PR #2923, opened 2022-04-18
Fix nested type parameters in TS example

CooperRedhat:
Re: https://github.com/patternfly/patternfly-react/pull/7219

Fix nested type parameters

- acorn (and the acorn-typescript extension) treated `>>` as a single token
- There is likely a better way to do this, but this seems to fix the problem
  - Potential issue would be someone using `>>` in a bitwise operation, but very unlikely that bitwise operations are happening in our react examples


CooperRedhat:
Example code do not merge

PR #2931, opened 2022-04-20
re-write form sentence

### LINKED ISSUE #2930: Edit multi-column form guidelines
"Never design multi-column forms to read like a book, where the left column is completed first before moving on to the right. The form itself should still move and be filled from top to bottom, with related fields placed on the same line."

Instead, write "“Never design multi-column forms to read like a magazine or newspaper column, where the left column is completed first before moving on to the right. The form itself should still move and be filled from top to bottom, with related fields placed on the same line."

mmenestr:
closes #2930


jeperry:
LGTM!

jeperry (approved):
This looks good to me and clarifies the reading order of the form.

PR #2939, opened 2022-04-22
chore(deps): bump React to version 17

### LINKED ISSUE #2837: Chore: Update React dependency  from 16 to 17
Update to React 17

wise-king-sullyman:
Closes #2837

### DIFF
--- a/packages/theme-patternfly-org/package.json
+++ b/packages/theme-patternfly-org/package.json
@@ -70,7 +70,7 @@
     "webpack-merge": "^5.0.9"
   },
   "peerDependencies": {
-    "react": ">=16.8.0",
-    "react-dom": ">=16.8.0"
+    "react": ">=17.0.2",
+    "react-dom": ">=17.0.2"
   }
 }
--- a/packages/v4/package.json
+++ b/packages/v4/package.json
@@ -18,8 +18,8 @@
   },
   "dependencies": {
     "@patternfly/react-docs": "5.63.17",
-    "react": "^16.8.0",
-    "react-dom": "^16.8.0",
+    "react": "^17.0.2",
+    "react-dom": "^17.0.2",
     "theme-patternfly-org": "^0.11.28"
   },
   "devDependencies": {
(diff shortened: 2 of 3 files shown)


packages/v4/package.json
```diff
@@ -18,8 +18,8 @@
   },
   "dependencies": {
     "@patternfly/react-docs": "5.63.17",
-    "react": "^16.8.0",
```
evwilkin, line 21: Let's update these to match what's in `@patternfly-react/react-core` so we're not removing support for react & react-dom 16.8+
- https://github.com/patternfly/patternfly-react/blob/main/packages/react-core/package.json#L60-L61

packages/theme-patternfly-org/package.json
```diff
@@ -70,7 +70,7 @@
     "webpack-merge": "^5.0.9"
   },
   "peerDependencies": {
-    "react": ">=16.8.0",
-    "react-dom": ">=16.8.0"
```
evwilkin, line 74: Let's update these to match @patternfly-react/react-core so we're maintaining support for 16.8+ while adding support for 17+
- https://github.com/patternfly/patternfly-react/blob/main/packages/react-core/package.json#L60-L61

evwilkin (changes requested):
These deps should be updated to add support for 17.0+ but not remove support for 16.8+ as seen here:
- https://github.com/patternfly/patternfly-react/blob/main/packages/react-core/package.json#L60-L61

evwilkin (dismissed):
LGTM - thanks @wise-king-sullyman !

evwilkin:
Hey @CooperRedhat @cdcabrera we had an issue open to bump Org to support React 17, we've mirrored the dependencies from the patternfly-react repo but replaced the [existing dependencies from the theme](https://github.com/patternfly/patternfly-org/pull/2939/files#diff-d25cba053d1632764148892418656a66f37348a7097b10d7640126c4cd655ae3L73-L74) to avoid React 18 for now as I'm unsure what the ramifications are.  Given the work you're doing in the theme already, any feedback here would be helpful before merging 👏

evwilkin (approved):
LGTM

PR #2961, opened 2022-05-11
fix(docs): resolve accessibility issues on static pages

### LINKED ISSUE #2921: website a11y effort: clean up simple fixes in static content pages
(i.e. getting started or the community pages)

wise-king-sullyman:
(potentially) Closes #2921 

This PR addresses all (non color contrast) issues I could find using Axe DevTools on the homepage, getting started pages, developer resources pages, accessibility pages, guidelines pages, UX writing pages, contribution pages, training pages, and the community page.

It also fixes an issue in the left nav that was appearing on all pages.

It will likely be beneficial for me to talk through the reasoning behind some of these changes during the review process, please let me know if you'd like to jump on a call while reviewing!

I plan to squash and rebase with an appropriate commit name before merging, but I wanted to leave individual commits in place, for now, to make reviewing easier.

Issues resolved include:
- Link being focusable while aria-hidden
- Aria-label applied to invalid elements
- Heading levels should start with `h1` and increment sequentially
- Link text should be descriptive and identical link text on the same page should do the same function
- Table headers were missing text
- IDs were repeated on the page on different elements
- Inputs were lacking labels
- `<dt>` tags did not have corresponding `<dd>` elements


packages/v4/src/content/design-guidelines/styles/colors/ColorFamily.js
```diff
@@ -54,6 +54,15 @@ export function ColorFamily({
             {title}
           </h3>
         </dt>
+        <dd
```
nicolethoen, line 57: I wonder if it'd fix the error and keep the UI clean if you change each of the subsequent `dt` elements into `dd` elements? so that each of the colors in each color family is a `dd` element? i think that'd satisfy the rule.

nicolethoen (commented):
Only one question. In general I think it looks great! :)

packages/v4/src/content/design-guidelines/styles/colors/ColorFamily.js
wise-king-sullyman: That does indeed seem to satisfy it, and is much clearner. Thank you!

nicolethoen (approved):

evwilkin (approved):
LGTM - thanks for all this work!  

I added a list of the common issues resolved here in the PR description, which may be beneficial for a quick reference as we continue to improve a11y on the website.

━━━━━━━━━━

### Required action
Would you filter the records and copy each line that contains the word "reviewing"?

### Solution below
It will likely be beneficial for me to talk through the reasoning behind some of these changes during the review process, please let me know if you'd like to jump on a call while reviewing!
I plan to squash and rebase with an appropriate commit name before merging, but I wanted to leave individual commits in place, for now, to make reviewing easier.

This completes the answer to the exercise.